(WHAT THIS TASK INVOLVES):
Could you copy the whole listing below exactly as written?

══ SUPPLIED DATA ══

PR #6031, opened 2023-04-13
Reorder sidebar "people" list with "you" at the top.

nikk15:
Screenshot 2023-04-13 at 3 10 11 PM

Previously, "you" could be anywhere in a long list of guests. This fix moves "you" to the top so its easily visible.

NOTE: Typescript transition to come in a separate PR, as it affected multiple other components.


src/react-components/room/PeopleSidebar.js
```diff
@@ -101,7 +149,8 @@ export function PeopleSidebar({
   voiceChatEnabled,
   isMod
 }) {
-  const intl = useIntl();
+  const user = people.find(person => !!person.isMe);
```
nickgrato, line 152: I think this all could work fine, another take that might make the jsx less confusing is to alter the people array, something like this.  

```
const me = people.find(person => !!person.isMe);
filteredPeople = people.filter(person => !person.isMe);
filteredPeople.unshift(me);
```

and then you can just loop through filteredPeople

nickgrato (approved):
seems to be a build error that I'd figure out before but this file looks good to me!

mikemorran:
@nikk15 I was thinking about this feature as I hopped into the demo room today! It is super helpful!

I was also going to suggest ordering "In Room" users above "In Lobby" users. Often as an event moderator, I find myself wanting to identify these users first, since they typically are the ones I need to kick or mute. I think, right now, they are mixed in with "In Lobby" users

PR #6034, opened 2023-04-14
Upgrade Lilypad to v1.8.2

bryanenders:
Why
---
This removes the need for `--legacy-peer-deps` or `--force` during dependency installation


nickgrato (approved):
awesome!

PR #128, opened 2021-06-24
Fix/file switching bugs

### LINKED ISSUE #126: Displayed end time for local file is incorrect when loaded after networked file
## Description

Displayed end time for local file is incorrect when loaded after loading networked file.

## Expected Behavior

The displayed local file end time should be accurate.

## Reproduction

1. Download this file: https://www.dropbox.com/s/j2emic0jecq2pfm/kinesin002_01.h5.simularium?dl=0
2. Load the file to staging via drag and drop, notice the total time is 50 ns (correct)
3. Refresh the viewer and load endocytosis from dropdown
4. Load the kinesin file from Dropbox by drag and drop again
5. Notice the total time is now shown as 50.1 ns (unexpected/incorrect)

### LINKED ISSUE #127: Site crashes when switching models
## Description

Sometimes, when switching from one networked file to another, the site crashes, showing just a white background in the browser window, and the console shows multiple error messages about websocket connection.

image

## Expected Behavior

Site should change files without crashing.

## Reproduction

1. Go to staging or prod and load endocytosis
2. Click on the slider to skip to 10 seconds or so
3. Load COVID from dropdown
4. Site crashes

## Comments from Jira issue
* @toloudis - The first error looks pretty relevant:  attempting to send while socket is in CONNECTING state.  We have to disallow immediate sends if the socket is not yet ready. It could probably be prevented inside of RemoteSimulator but then we'd have to decide what to do on the UI side. can use RemoteSimulator.socketIsConnected
* @EricJIsaac - The simularium-viewer exhibits the correct behavior locally. Checking the simularium-website now.
* @EricJIsaac - This bug is not present in previous versions of the simularium-website. Testing to determine which commit(s) introduced it.
* @EricJIsaac - Bug introduced to simularium-website in commit:
7f0fb26d95a5543c11e1e9c8bbd207288156f949 Fix/floating point time errors (update viewer to v2.9.2) (#129)

schoinh:
Problem
=======
Closes #126
Closes #127 

Solution
========
### Short explanation: 
Prevent `simulariumController.gotoTime` from requesting a new time when the viewer is in the middle of changing files.

### Long explanation:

═══

(TASK RESULT):
PR #6031, opened 2023-04-13
Reorder sidebar "people" list with "you" at the top.

nikk15:
Screenshot 2023-04-13 at 3 10 11 PM

Previously, "you" could be anywhere in a long list of guests. This fix moves "you" to the top so its easily visible.

NOTE: Typescript transition to come in a separate PR, as it affected multiple other components.


src/react-components/room/PeopleSidebar.js
```diff
@@ -101,7 +149,8 @@ export function PeopleSidebar({
   voiceChatEnabled,
   isMod
 }) {
-  const intl = useIntl();
+  const user = people.find(person => !!person.isMe);
```
nickgrato, line 152: I think this all could work fine, another take that might make the jsx less confusing is to alter the people array, something like this.  

```
const me = people.find(person => !!person.isMe);
filteredPeople = people.filter(person => !person.isMe);
filteredPeople.unshift(me);
```

and then you can just loop through filteredPeople

nickgrato (approved):
seems to be a build error that I'd figure out before but this file looks good to me!

mikemorran:
@nikk15 I was thinking about this feature as I hopped into the demo room today! It is super helpful!

I was also going to suggest ordering "In Room" users above "In Lobby" users. Often as an event moderator, I find myself wanting to identify these users first, since they typically are the ones I need to kick or mute. I think, right now, they are mixed in with "In Lobby" users

PR #6034, opened 2023-04-14
Upgrade Lilypad to v1.8.2

bryanenders:
Why
---
This removes the need for `--legacy-peer-deps` or `--force` during dependency installation


nickgrato (approved):
awesome!

PR #128, opened 2021-06-24
Fix/file switching bugs

### LINKED ISSUE #126: Displayed end time for local file is incorrect when loaded after networked file
## Description

Displayed end time for local file is incorrect when loaded after loading networked file.

## Expected Behavior

The displayed local file end time should be accurate.

## Reproduction

1. Download this file: https://www.dropbox.com/s/j2emic0jecq2pfm/kinesin002_01.h5.simularium?dl=0
2. Load the file to staging via drag and drop, notice the total time is 50 ns (correct)
3. Refresh the viewer and load endocytosis from dropdown
4. Load the kinesin file from Dropbox by drag and drop again
5. Notice the total time is now shown as 50.1 ns (unexpected/incorrect)

### LINKED ISSUE #127: Site crashes when switching models
## Description

Sometimes, when switching from one networked file to another, the site crashes, showing just a white background in the browser window, and the console shows multiple error messages about websocket connection.

image

## Expected Behavior

Site should change files without crashing.

## Reproduction

1. Go to staging or prod and load endocytosis
2. Click on the slider to skip to 10 seconds or so
3. Load COVID from dropdown
4. Site crashes

## Comments from Jira issue
* @toloudis - The first error looks pretty relevant:  attempting to send while socket is in CONNECTING state.  We have to disallow immediate sends if the socket is not yet ready. It could probably be prevented inside of RemoteSimulator but then we'd have to decide what to do on the UI side. can use RemoteSimulator.socketIsConnected
* @EricJIsaac - The simularium-viewer exhibits the correct behavior locally. Checking the simularium-website now.
* @EricJIsaac - This bug is not present in previous versions of the simularium-website. Testing to determine which commit(s) introduced it.
* @EricJIsaac - Bug introduced to simularium-website in commit:
7f0fb26d95a5543c11e1e9c8bbd207288156f949 Fix/floating point time errors (update viewer to v2.9.2) (#129)

schoinh:
Problem
=======
Closes #126
Closes #127 

Solution
========
### Short explanation: 
Prevent `simulariumController.gotoTime` from requesting a new time when the viewer is in the middle of changing files.

### Long explanation:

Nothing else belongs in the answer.